If you previously installed the nemo-microservices package, uninstall it first to avoid conflicts:
pip uninstall nemo-microservices
You can verify a successful installation and view a list of all available commands in the CLI with:
nmp --help
Refer to the CLI reference for more details.
Installing NeMo Platform#
GPU workloads require configuration
By default, quickstart uses cloud-only mode (NVIDIA Build API) for inference. Local GPUs are not used, and Customization and Safe Synthesizer are not available.
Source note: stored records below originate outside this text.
Issue #4761, opened 2025-06-19
os-ddclient: No option for "on-root-domain=yes" setting makes updates fail (Invalid Domain)


Stitch10925:
**Important notices**
Before you add a new report, we ask you kindly to acknowledge the following:

- [x] I have read the contributing guide lines at https://github.com/opnsense/plugins/blob/master/CONTRIBUTING.md
- [ x I have searched the existing issues, open and closed, and I'm convinced that mine is new.
- [x] The title contains the plugin to which this issue belongs

**Describe the bug**
When my IP address changes ddclient is unable to update my IP address and fails with:
> FAILED: {"status":"ERROR","message":"Invalid domain."})

When I manually update the ddclient config and add the "on-root-domain=yes" option, the IP updates successfully. Unfortunately this configuration is overwritten when the system reboots, resulting again in the "Invalid domain" error.

**To Reproduce**
1. Set a root domain as host to update
2. Change the IP address
3. Trigger an IP renewal by restarting the service
4. Details:
    - Domain registrar is Porkbun
    - Plugin is set to use the ddclient
    - Domain is a root domain

**Expected behavior**
It would be nice to have a checkbox in the domain configuration page that allows you to set if the domain is a root domain or not, and that this option is then persisted and written to the ddclient config.

**Environment**
OPNsense 25.1.9-amd64
FreeBSD 14.2-RELEASE-p3
OpenSSL 3.0.16
DDClient 1.27_3

TinfoilSubmarine:
I am also impacted by this limitation.

EDIT: removed information pertaining to future version of ddclient

Moe1369:
Exact same issue with the same Provider. Any workarounds?

Stitch10925:
Can we add a flag for this already? I'm exhausted of having my services being unavailable and me having to change the ddclient config manually to add this parameter to get everything working again, every single time I update OpnSense, lose internet connection, or have a power failure.

Monviech:
@Stitch10925 Can you offer a PR for this? Adding a single flag shouldnt be too hard.

AdSchellevis:
If someone does want to spend time on these, he/she likely better spend time investigating what it would need to build a native implementation. ddclient seems to be pretty dead (again).

Stitch10925:
@Monviech I wish I could, but I have no knowledge of PHP or Python (I believe that's what you're using). 

If anyone else does, please fix this, it would be so helpful!

Stitch10925:
[...]

PR #5599, opened 2026-08-04
dns/ddclient: add porkbun support to native backend

5t0n3:
**Important notices**

---

**Describe the problem**

The existing ddclient-based Porkbun dynamic DNS backend only supports setting subdomain records (e.g., `subdomain.example.com` but not `example.com`) due to the `on-root-domain` option not being exposed in the OPNSense UI. It sounds like `ddclient` may be removed from OPNsense soon as well (see e.g. https://github.com/opnsense/ports/issues/223#issuecomment-3749106435), at which point OPNsense would not support Porkbun DNS at all.

---

This PR adds a Python implementation to the native dynamic dns backend to support Porkbun's API. I modeled it after the Cloudflare backend script with changes to suit the different API structure.

---

**Related issue**

https://github.com/opnsense/plugins/issues/4761 (mentions non-root-domain breakage)

### DIFF
--- a/dns/ddclient/src/opnsense/scripts/ddclient/lib/account/porkbun.py
+++ b/dns/ddclient/src/opnsense/scripts/ddclient/lib/account/porkbun.py
@@ -1,0 +1,133 @@
+"""
+    Copyright (c) 2026 5t0n3 <x@formulaic.coffee>
+    All rights reserved.
+
+    Redistribution and use in source and binary forms, with or without
+    modification, are permitted provided that the following conditions are met:
+
+    1. Redistributions of source code must retain the above copyright notice,
+    this list of conditions and the following disclaimer.
+
+    2. Redistributions in binary form must reproduce the above copyright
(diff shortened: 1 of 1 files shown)


austin2118ace:
Ah finally big fan of this!

jawereq:
Hi @5t0n3, @AdSchellevis, and others.

I have been running a modified version of this PR in my router for the last month or so, and it has been successfully updating both my IPv4 and IPv6 addresses for my Porkbun domain. This is something I couldn't make work with the legacy ddclient. I tried to handle all the edge cases. The script first tries updating records, which works if they exist. If they don't, it tries to create them.

I would love to get these changes integrated to mainline. My current PR is targeting your fork, @5t0n3. I didn't want to open a duplicate PR to the main plugins project, but I can if this would be better. My current PR is the one above, https://github.com/5t0n3/opnsense-plugins/pull/1.

Issue #5625, opened 2026-08-12
os-frr: Incorrect remote-as handling prevents usage of peer-group


juan-ferrer-toribio:
When `Peer Group` is set  on a neighbor but `Remote AS` (`remote-as`) value is not set (to inherit it from peer-group) an invalid line with empty `remote-as` is generated on frr configuration file:
```
# service frr restart
...
[70063|bgpd] Configuration file[/usr/local/etc/frr/frr.conf] processing failure: 13
line 16: % Command incomplete[28]:  neighbor 10.0.10.16 remote-as
```

If I try to repeat the `peer-group` `remote-as` parameter on the neighbor to "workaround" the "bug", it throws the following error:
```
# service frr restart
...
% Peer-group member cannot override remote-as of peer-group.
line 16: Failure to communicate[13] to bgpd, line:  neighbor 10.0.10.16 remote-as 65551
```

This leaves the peer-group feature unusable.

**To Reproduce**

1. Go to `Routing: BGP`
2. Click on `Peer Groups` tab
3. Set the configuration specified here
4. Click on `Apply` button
5. Open a shell and restart `frr` service

**Expected behavior**

I understand that the expected behavior is to **not** generate the neighbor `remote-as` configuration line when it is not set on the GUI.

**Environment**

OPNsense 26.7.1_1-amd64.
os-frrr 1.53_3

Monviech:
The peer group feature is a little wonky anyway, I'm sure there are more bugs to discover there. Have looked at it a while ago because there is another report open that states that IPv6 is also not generated for peer groups directly, and found out there are quite some things missing there.

I'll take this but no timeframe when it's fixed.

In 26.7.2 frr has a new manual mode, use that so long.

juan-ferrer-toribio:
Hi @Monviech 

Thanks for the prompt response, just to put it on record... it also happens in version 26.1.11_10-amd64 (same os-frr version).

juan-ferrer-toribio:
To add more information, the origin of the `peer-group` GUI feature appears to come from issue #1006, wich is currently closed as not planned but it is already "partially" implemented.

Monviech:
Yeah the peer groups feature is indeed a bit barebones and has some things about it that just don't work. Unraveling all of that is going to be a real challenge, also not to break setups that currently use (or abuse) the way it currently works.

Going only by the frr manual without deeper BGP knowledge also doesn't help, it misses a contributor who really can really test this too.

So it's a bit low priority.

[...]

PR #5627, opened 2026-08-13
net/frr: Write neighbor remote-as only when set

juan-ferrer-toribio:
**Related issue**

Fixes issue #5625


Monviech:
Please offer patches to the master branch, Thank you.

PR #669, opened 2015-06-08
Force sending JSON if accept header is requesting it

julsemaan:
# Description

If a client is explicitally requesting JSON through the Accept header, we should enforce that since it it removes code duplication by creating new actions just for that
# Impacts

Shouldn't be any for existing code.
# Delete branch after merge

NO (required for cloud)
# NEWS file entries
## Enhancements
- Force a JSON response if the Accept header is set to 'application/json'


julsemaan:
Well for now I think that this simple piece of code will do it.

I don't think we're at the stage where we'll handle more than JSON and HTML

louismunro:
The Hammer says it's good.

PR #677, opened 2015-06-10
Allow to strip sensible infos from logs on pf_run failure

julsemaan:
# Description

Allow to strip sensible infos from logs on pf_run failure
# Impacts

Passwords won't be logged....
# Delete branch after merge

YES
# NEWS file entries
## Enhancements
- Added way to not log sensible information when failing to execute a command through pf_run
## Bug Fixes
- Stopped logging database password on schema import failure

### DIFF
--- a/html/pfappserver/lib/pfappserver/Model/DB.pm
+++ b/html/pfappserver/lib/pfappserver/Model/DB.pm
@@ -210,7 +210,7 @@ sub schema {
     $db = quotemeta ($db);
     my $mysql_cmd = "/usr/bin/mysql -u $root_user -p$root_password $db";
     my $cmd = "$mysql_cmd < $install_dir/db/pf-schema.sql";
-    eval { $result = pf_run($cmd, (accepted_exit_status => [ 0 ])) };
+    eval { $result = pf_run($cmd, (accepted_exit_status => [ 0 ]), log_strip => "-p$root_password") };
     if ( $@ || !defined($result) ) {
         $status_msg = ["Error applying the schema to the database [_1]",$db ];
         $logger->warn("$@: $result");
@@ -220,7 +220,7 @@ sub schema {
     @custom_schemas = sort @custom_schemas;
     foreach my $custom_schema (@custom_schemas) {
         my $cmd = "$mysql_cmd < $custom_schema";
-        eval { $result = pf_run($cmd, (accepted_exit_status => [ 0 ])) };
+        eval { $result = pf_run($cmd, (accepted_exit_status => [ 0 ], log_strip => "-p$root_password")) };
         if ( $@ || !defined($result) ) {
             $status_msg = ["Error applying the custom schema $custom_schema to the database [_1]",$db ];
             $logger->warn("$@: $result");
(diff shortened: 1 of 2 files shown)


lib/pf/util.pm
```diff
@@ -751,16 +751,18 @@ sub pf_run {
     my $caller = ( caller(1) )[3] || basename($0);
     $caller =~ s/^(pf::\w+|main):://;
 
+    my $loggable_command = $command;
+    $loggable_command =~ s/$options{log_strip}/*obfuscated-information*/g;
```
jrouzierinverse, line 755: Change s/$options{log_strip}/_obfuscated-information_/g to s/\Q$options{log_strip}\E/_obfuscated-information_/g

So perl does not try to interpret  log_strip as a regex

lzammit, line 755: It's better to have it as a regex I think since it allows to do finer replacement in the command.

I love dinde

jrouzierinverse, line 755: No

julsemaan, line 755: That was me talking anyway. 
But for example if I'd like to do a common regex to strip any MySQL password instead of knowing the password to strip I could. That's mainly why I left it as an interpretable regex

jrouzierinverse, line 755: That make sense

html/pfappserver/lib/pfappserver/Model/DB.pm
```diff
@@ -210,7 +210,7 @@ sub schema {
     $db = quotemeta ($db);
     my $mysql_cmd = "/usr/bin/mysql -u $root_user -p$root_password $db";
     my $cmd = "$mysql_cmd < $install_dir/db/pf-schema.sql";
-    eval { $result = pf_run($cmd, (accepted_exit_status => [ 0 ])) };
+    eval { $result = pf_run($cmd, (accepted_exit_status => [ 0 ]), log_strip => "-p$root_password") };
```
jrouzierinverse: Replace 
log_strip => "-p$root_password"
With
log_strip => quotemeta("-p$root_password")

html/pfappserver/lib/pfappserver/Model/DB.pm
```diff
@@ -220,7 +220,7 @@ sub schema {
     @custom_schemas = sort @custom_schemas;
     foreach my $custom_schema (@custom_schemas) {
         my $cmd = "$mysql_cmd < $custom_schema";
-        eval { $result = pf_run($cmd, (accepted_exit_status => [ 0 ])) };
+        eval { $result = pf_run($cmd, (accepted_exit_status => [ 0 ], log_strip => "-p$root_password")) };
```
jrouzierinverse: Same as above

html/pfappserver/lib/pfappserver/Model/DB.pm
```diff
@@ -235,7 +235,7 @@ sub schema {
     $db = quotemeta ($db);
     $mysql_cmd = "/usr/bin/mysql -u $root_user -p$root_password $db";
     $cmd = "$mysql_cmd < $install_dir/db/pf_graphite-schema.sql";
-    eval { $result = pf_run($cmd, (accepted_exit_status => [ 0 ])) };
+    eval { $result = pf_run($cmd, (accepted_exit_status => [ 0 ], log_strip => "-p$root_password")) };
```
jrouzierinverse: Same as above

julsemaan:
Fixed, re-review

PR #679, opened 2015-06-11
Use external portal session to compute IP in catalyst

julsemaan:
# Description

Allows NATed clients to use the portal if they are using web authentication
# Impacts

Allows NATed clients to use the portal if they are using web authentication
# Delete branch after merge

YES
# NEWS file entries
## New Features
- Added support for web authentication for NATed clients


fdurand:
No comment , looks good

PR #682, opened 2015-06-11
Fixes 681

### LINKED ISSUE #681: 'portal' interface type is not handled in the GUI
- Can't set a 'portal' interface type from the GUI
- When saving existing configuration including 'portal' interface, that existing configuration is being overwritten and 'portal' type is removed...

dwlfrth:
# Description

Add a new field in interface configuration modal window to allow configure additional listening daemon (httpd...)
For the current case, only 'portal' is available

IT DOES NEED SOME POLISHING BUT FOR THE MOMENT, IT DOES WHAT IT NEED TO BE DONE
# Impacts
- Admin GUI
- Interfaces configuration
- webauth
# Issue

fixes #681 
# Delete branch after merge

YES
# NEWS file entries

Nothing since it "fixes" a "bug" which has been merged but not released yet.

### DIFF
--- a/html/pfappserver/lib/pfappserver/Model/Interface.pm
+++ b/html/pfappserver/lib/pfappserver/Model/Interface.pm
@@ -444,7 +444,7 @@ sub setType {
                                     $self->_prepare_interface_for_pfconf($interface, $interface_ref, $type));
 
         # Update networks.conf
-        if ( $type =~ /^management$|^portal$/ ) {
+        if ( $type =~ /management|portal/ ) {
             # management interfaces must not appear in networks.conf
             $models->{network}->remove($interface_ref->{network}) if ($interface_ref->{network});
         }
--- a/html/pfappserver/lib/pfappserver/Model/Interface.pm
+++ b/html/pfappserver/lib/pfappserver/Model/Interface.pm
@@ -403,6 +403,7 @@ sub getType {
         else {
             $type = $interface->{type};
             $type = ($type =~ /management|managed/i) ? 'management' : 'other';
+            $type .= ($interface->{type} =~ /portal/i) ? ',portal' : '';
         }
     }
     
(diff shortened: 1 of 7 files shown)


dwlfrth:
Please review and test since it "fixes a bug" introduced by the new 'portal' interface type.

dwlfrth:
There an issue with the "network.conf" file when assigning new portal type. I"ll have a look into that

dwlfrth:
Latest comment should now be fixed

julsemaan:
Interface name is not sexy when enabling portal on it

I think it should show 'Management' and then we could add another column for additionnal interfaces roles

image

html/pfappserver/lib/pfappserver/Model/Interface.pm
```diff
@@ -403,6 +403,7 @@ sub getType {
         else {
             $type = $interface->{type};
             $type = ($type =~ /management|managed/i) ? 'management' : 'other';
+            $type .= ($interface->{type} =~ /portal/i) ? ',portal' : '';
```
julsemaan, line 406: The comment about display sexyness should be fixed here

julsemaan:
Code looks good other than the issue raised above

html/pfappserver/lib/pfappserver/Model/Interface.pm
dwlfrth, line 406: Actually no... since it mess up with something else...
I fixed it in the template for the moment... again, it NEEDS polishing... will be some other work

julsemaan:
When in the configurator, you can't get past the interfaces if you select web auth since it fails to detect the portal interface

image

image

julsemaan:
And then if you have management and portal setup on your interface you can't get past vlan isolation flow

image

Interface config is the same as above

dwlfrth:
Fixed the configurator issue.

julsemaan:
Works fine. Merging so it can be tested directly in devel

PR #686, opened 2015-06-12
fingerbank processing in pfdhcplistener should be async

dwlfrth:
# Description

Using webservices to async fingerbank querying in pfdhcplistener
# Impacts

pfdhcplistener fingerbank integration
# Delete branch after merge

YES
# NEWS file entries
## Enhancements
- Fingerbank processing in pfdhcplistener is now async using webservices

### DIFF
--- a/lib/pf/api.pm
+++ b/lib/pf/api.pm
@@ -23,6 +23,7 @@ use pf::config::cached;
 use pf::ConfigStore::Interface();
 use pf::ConfigStore::Pf();
 use pf::iplog();
+use pf::fingerbank;
 use pf::Portal::ProfileFactory();
 use pf::radius::custom();
 use pf::violation();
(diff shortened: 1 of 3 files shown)


dwlfrth:
Please review

lib/pf/api.pm
```diff
@@ -23,6 +23,7 @@ use pf::config::cached;
 use pf::ConfigStore::Interface();
 use pf::ConfigStore::Pf();
 use pf::iplog();
+use pf::fingerbank;
```
fdurand, line 26: use pf::fingerbank();

dwlfrth, line 26: Is there a difference ? Just asking :) (i'm okay with making it standard to the others but wondering why we start using parenthesis after use)

rouzier, line 26: This was done for pf::api to avoid exporting methods into the pf::api namespace.
To avoid people from calling methods that were not meant to be exported.
However it is not needed anymore since we have the Public attribute for all functions that are exported.

dwlfrth, line 26: Ok! Thanks for explanation! I was thinking about the export thing too.
I will add it just to make it "standard" but since I usually avoid EXPORT in modules, that shouldn't change anything

PR #698, opened 2015-06-15
PacketFence will no longer try to start all services after upgrade or install

### LINKED ISSUE #622: Do not start PacketFence service on install / upgrade
No playing around with if install / if upgrade / if nomoremustardinzammitwich....
Simply stop starting packetfence service after installation / upgrade and replace it by httpd.admin...

louismunro:
# Description

Prevent PacketFence from starting all services post installation or upgrade.
# Impacts

Changes to the spec file.
# Issue

fixes #622 
# Delete branch after merge

YES 
# NEWS file entries
## Bug Fixes
- PacketFence no longer starts all services following an upgrade (#622).


lzammit:
Tested on debian during an upgrade, it's working as expected.

PR #727, opened 2015-06-25
Feature/db maintenance

julsemaan:
# Description

Reworks the way we do the database maintenance so it doesn't lock the database for hours
# Impacts

Removes the archiving part of the maintenance script.
Archiving will have to be handled in another script.
I tried to make the script fit the majority of the users and they do not use the archiving tables
# Delete branch after merge

NO
# NEWS file entries
## New Features
- Reworked maintenance script so it doesn't lock the table it cleans for too much time.

### DIFF
--- a/addons/database-backup-and-maintenance.sh
+++ b/addons/database-backup-and-maintenance.sh
@@ -18,7 +18,7 @@
 NB_DAYS_TO_KEEP_DB=30
 NB_DAYS_TO_KEEP_FILES=30
 DB_USER='pf';
-DB_PWD='';
+DB_PWD='pf';
 DB_NAME='pf';
 PF_DIRECTORY='/usr/local/pf/'
 PF_DIRECTORY_EXCLUDED='/usr/local/pf/logs'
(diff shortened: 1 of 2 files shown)


addons/database-cleaner
```diff
@@ -0,0 +1,175 @@
...
+
+
+
+use strict;
+use warnings;
+
+use lib '/usr/local/pf/lib';
+use pf::db;
+use DBI;
+use Data::Dumper;
```
fdurand, line 37: Useless

addons/database-cleaner
```diff
@@ -0,0 +1,175 @@
...
+use Getopt::Long;
+use pf::log;
```
fdurand, line 39: Useless

addons/database-cleaner
```diff
@@ -0,0 +1,175 @@
...
+
+=cut
+sub seed_data {
+    my ($self) = @_;
+
+    my $sth = $self->{dbh}->prepare("INSERT INTO `radacct` (`acctsessionid`, `acctuniqueid`, `acctstarttime`) VALUES (?,?,?)");
+
+    foreach my $i (1..10000) {
+        $sth->bind_param(1, int(rand(10000))); 
+        $sth->bind_param(2, "dinde");
```
fdurand, line 93: Is it possible to replace by jambe de dinde ?

addons/database-backup-and-maintenance.sh
```diff
@@ -95,13 +91,10 @@ if [ -f /var/run/mysqld/mysqld.pid ]; then
     if [ `/bin/date +%d` -eq '01' ]; then
```
louismunro, line 91: This line has given us trouble in the past (on Jan. 1st for example).
It would be better if we ran this every night in smaller increments.

louismunro:
We need to think carefully about this.
While I don't see any problem with the code as is, it may be a hack to fix a problem that should really be fixed with a more radical solution.
The root of our troubles is that some tables are not properly indexed.
Whenever we delete entries from a table using a query for which there are no indexes mysql has to lock the whole table for the duration.
If there were proper indexes it would only lock the entries it is about to delete, which would let other queries run concurrently.
Can we sit down and talk about it?

julsemaan:
In my opinion, indexing is completely another issue.

We had a previous issue that made the maintenance hold an abusive lock on the tables when a big amount of cleanup was necessary. This fixes it.

Now even if the tables are properly indexed, any abusive number of deletions will lock that tables for a big amount of time which we do not want.

louismunro:
Not really. 
Tables are locked for deletion only if there are no indexes matching the rows to delete.
Otherwise only the rows in question will lock (assuming innodb of course).

So I do see indexes as a cause of this problem.

julsemaan:
We've been talking about these indexes for 3 releases so I think it's time to have them in 5.3 and see if our issues are really gone. 

We can then fallback to this in case it doesn't work, but we need a solution for the next release as big environments die during 10 minutes every night...

louismunro:
Agreed. 
Let's try to get that out the door in 5.3. 
I will look into it.

louismunro:
Let's go with it as is. We are too close to release to mess with the indexes now.

PR #733, opened 2015-07-03
Allow a chained source to continue processing it's authentication source

jrouzierinverse:
## Description

Allow a chained source to continue processing it's authentication source
## Impacts

The portal workflow for a chained source.
## NEWS file entries

New Features
++++++++++++
- Chained sources can now continue processing it's authentication source in addition to it's chained source
## Delete branch after merge

NO

### DIFF
--- a/html/captive-portal/lib/captiveportal/PacketFence/Controller/Authenticate.pm
+++ b/html/captive-portal/lib/captiveportal/PacketFence/Controller/Authenticate.pm
@@ -182,6 +182,7 @@ sub login : Local : Args(0) {
         $c->forward('authenticationLogin');
         $c->detach('showLogin') if $c->has_errors;
         $c->forward('validateMandatoryFields');
+        $c->forward("checkIfChainedAuth");
         $c->forward('postAuthentication');
         $c->forward( 'CaptivePortal' => 'webNodeRegister', [$c->stash->{info}->{pid}, %{$c->stash->{info}}] );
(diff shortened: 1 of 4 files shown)


html/pfappserver/lib/pfappserver/Form/Config/Authentication/Source/Chained.pm
```diff
@@ -33,6 +33,11 @@ has_field 'authentication_source' =>
    options_method => \&options_authentication_source,
   );
 
+has_field authentication_source_can_continue => (
```
julsemaan: I'm really not sure what this does...
A help message would be really useful here

jrouzierinverse: If it is enabled then the source defined by the authentication_source attribute can be used in addition to the registered user.

html/captive-portal/lib/captiveportal/PacketFence/Controller/Authenticate.pm
```diff
@@ -259,6 +260,32 @@ sub checkIfChainedAuth : Private {
     }
 }
 
+=head2 continue_chained_auth
```
julsemaan: skipChainedSource would be a better name I think

jrouzierinverse:
Please review

julsemaan:
I'm not sure about what this does and if it's really useful for a use case.

Is this used somewhere or requested by a user ?

PR #737, opened 2015-07-06
Cleanup of the old unused script in addons.

### LINKED ISSUE #490: cleanup old useless scripts in addons
Some of the addons don't make sense anymore.
Remove them.

louismunro:
# Description

Cleanup of unused scripts in addons.
# Impacts

This deletes a number of scripts from the addons directory that are old, unused or otherwise unsupported. Have a look and make sure there is nothing removed that you can't live without.
Remember that these scripts are part of the packages and thus have to be supported.
The less code we have to support the better our lives will be. So don't just ask to keep them around if you are not willing to answer questions about them on the mailing list.
# Issue

fixes #490 
# Delete branch after merge

YES 
# NEWS file entries
## Enhancements
- Removed obsolete and otherwise unsupported scripts from the addons directory.


dwlfrth:
We have at least one client using 'addons/network-save-configs.pl'

louismunro:
He can keep using it.
Does not mean we have to support it for everyone else.

## 

LM

julsemaan:
Looks good to me, as discussed with @louismunro we'll keep those somewhere in the wiki in case we need them but no need to package them

PR #741, opened 2015-07-07
Set the max message size to 4096 octets instead of the default 1472 (…

### LINKED ISSUE #738: issue if snmp get answer is greater than 1472 octets
Not able to detect voip if the answer is greatter than 1472 octets.
http://search.cpan.org/~dtown/Net-SNMP-5.2.0/lib/Net/SNMP.pm#max_msg_size()_-_set_or_get_the_current_maxMsgSize_for_the_object

fdurand:
# Description

Define the max message size because sometimes if we request something on a switch stack the size can be greatter than the default and packetfence is not able to detect voip phones.
# Impacts

No
# Fixes issue

Fixes #738 
# Delete branch after merge

Yes
# NEWS file entries
## Bug Fixes
- Define the max messages size that snmp get can return (fix voip lldp/cdp detection on switch stack)

### DIFF
--- a/bin/pfcmd_vlan
+++ b/bin/pfcmd_vlan
@@ -318,7 +318,8 @@ if ($reevaluateAccess) {
                 -authprotocol => $switch->{_SNMPAuthProtocolRead},
                 -authpassword => $switch->{_SNMPAuthPasswordRead},
                 -privprotocol => $switch->{_SNMPPrivProtocolRead},
-                -privpassword => $switch->{_SNMPPrivPasswordRead}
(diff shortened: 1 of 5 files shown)


julsemaan:
Looks good to me, could even get into 5.3 IMO

jrouzierinverse:
Also update the following files
bin/pfcmd_vlan
lib/pf/Switch/PacketFence.pm
lib/pf/Switch/Extricom.pm
lib/pf/Switch/Cisco.pm

PR #751, opened 2015-07-11
Added LOGGING of MAC and IP address in addition to the USERNAME, after succesfull authentication

verzulli:
I've added three lines of code to fetch IP-address and MAC-address from PortalSession within the authentication.pm module, so to being able to LOG them (IP/MAC) in addition to what is currently logged (USERNAME).
This is relevent, expecially in "inline L2" deployments, as thanks to this it will be very easy to keep an historical mapping between USERNAME<=>MAC address, regardless of the historical data stored in MySQL, thanks to what's reported in LOG-files.
Probably it will be also useful in other "vlan-enforcement" deployments.

### DIFF
--- a/lib/pf/authentication.pm
+++ b/lib/pf/authentication.pm
@@ -218,6 +218,11 @@ sub authenticate {
 
     $logger->debug(sub {"Authenticating '$display_username' from source(s) ".join(', ', map { $_->id } @sources) });
 
+    # Fetching IP and MAC from Portal Session, as to properly LOG them together with the USERNAME 
+	my $portalSession = pf::Portal::Session->new();
+	my $ip = $portalSession->getClientIp();
+	my $mac = $portalSession->getClientMac();
+
     foreach my $current_source (@sources) {
         my ($result, $message);
         $logger->trace("Trying to authenticate '$display_username' with source '".$current_source->id."'");
@@ -226,7 +231,7 @@ sub authenticate {
         };
         # First match wins!
         if ($result) {
-            $logger->info("Authentication successful for $display_username in source ".$current_source->id." (".$current_source->type.")");
+            $logger->info("Authentication successful for ".$display_username."/".$ip."/".$mac." in source ".$current_source->id." (".$current_source->type.")");
             return ($result, $message, $current_source->id);
         }
     }


lib/pf/authentication.pm
```diff
@@ -218,6 +218,11 @@ sub authenticate {
 
     $logger->debug(sub {"Authenticating '$display_username' from source(s) ".join(', ', map { $_->id } @sources) });
 
+    # Fetching IP and MAC from Portal Session, as to properly LOG them together with the USERNAME 
+	my $portalSession = pf::Portal::Session->new();
+	my $ip = $portalSession->getClientIp();
+	my $mac = $portalSession->getClientMac();
```
dwlfrth, line 224: Indentation is bogus

lib/pf/authentication.pm
```diff
@@ -226,7 +231,7 @@ sub authenticate {
         };
         # First match wins!
         if ($result) {
-            $logger->info("Authentication successful for $display_username in source ".$current_source->id." (".$current_source->type.")");
+            $logger->info("Authentication successful for ".$display_username."/".$ip."/".$mac." in source ".$current_source->id." (".$current_source->type.")");
```
dwlfrth, line 234: Use spaces :)
s/".$dis.../" . $dis ...

dwlfrth:
It is in fact useful since I do have couple of request for this :)

fdurand:
In my opinion it will probably be better to add this log in the function authenticationLogin in html/captive-portal/lib/captiveportal/PacketFence/Controller/Authenticate.pm since we already have  the portal session  and all the information needed

julsemaan:
Agree with @fdurand as this seems to add a cost and (i hope) we are phasing out pf::Portal::Session so the Authenticate controller seems like the best place to put it

dwlfrth:
Agree with @julsemaan who agrees with @fdurand on using the Controller to achieve this purpose.

dwlfrth:
Comments are still valid tho (except for indentation since no longer needed)

jrouzierinverse:
+1

jrouzierinverse:
This will cause a bug in other parts of the code where `pf::authentication::authenticate` is used outside of the context of the captive portal.

I am closing this pull request.

dwlfrth:
Even it is closed, proceed with @fdurand comment and open a new one :)

jrouzierinverse:
I have a better approach will discuss tomorrow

To enable local inference, fine-tuning, and privacy-compliant synthetic data generation, configure quickstart before starting:
nmp quickstart configure
# Select "Host GPU" when prompted for deployment mode
After configuring for host-gpu mode, GPU device IDs are detected and stored in your quickstart config. For GPU selection and verification, expand GPU Configuration below.
GPU Configuration
GPU Configuration Overview
When running GPU workloads locally (such as inference, Customization, and Safe Synthesizer), you configure which GPU devices are available via nmp quickstart configure. The chosen GPU list is stored in ~/.config/nmp/quickstart.yaml as reserved_gpu_device_ids (a comma-separated string, e.g. "0,1,2") and passed into the container at startup.
Note
This configuration creates a shared GPU pool for services that run GPU workloads, such as the jobs service (for training, evaluation, and other GPU jobs) and the models service (for local NIM deployments). The platform will not over-schedule workloads - if all configured GPUs are in use, new workloads will wait until a GPU becomes available.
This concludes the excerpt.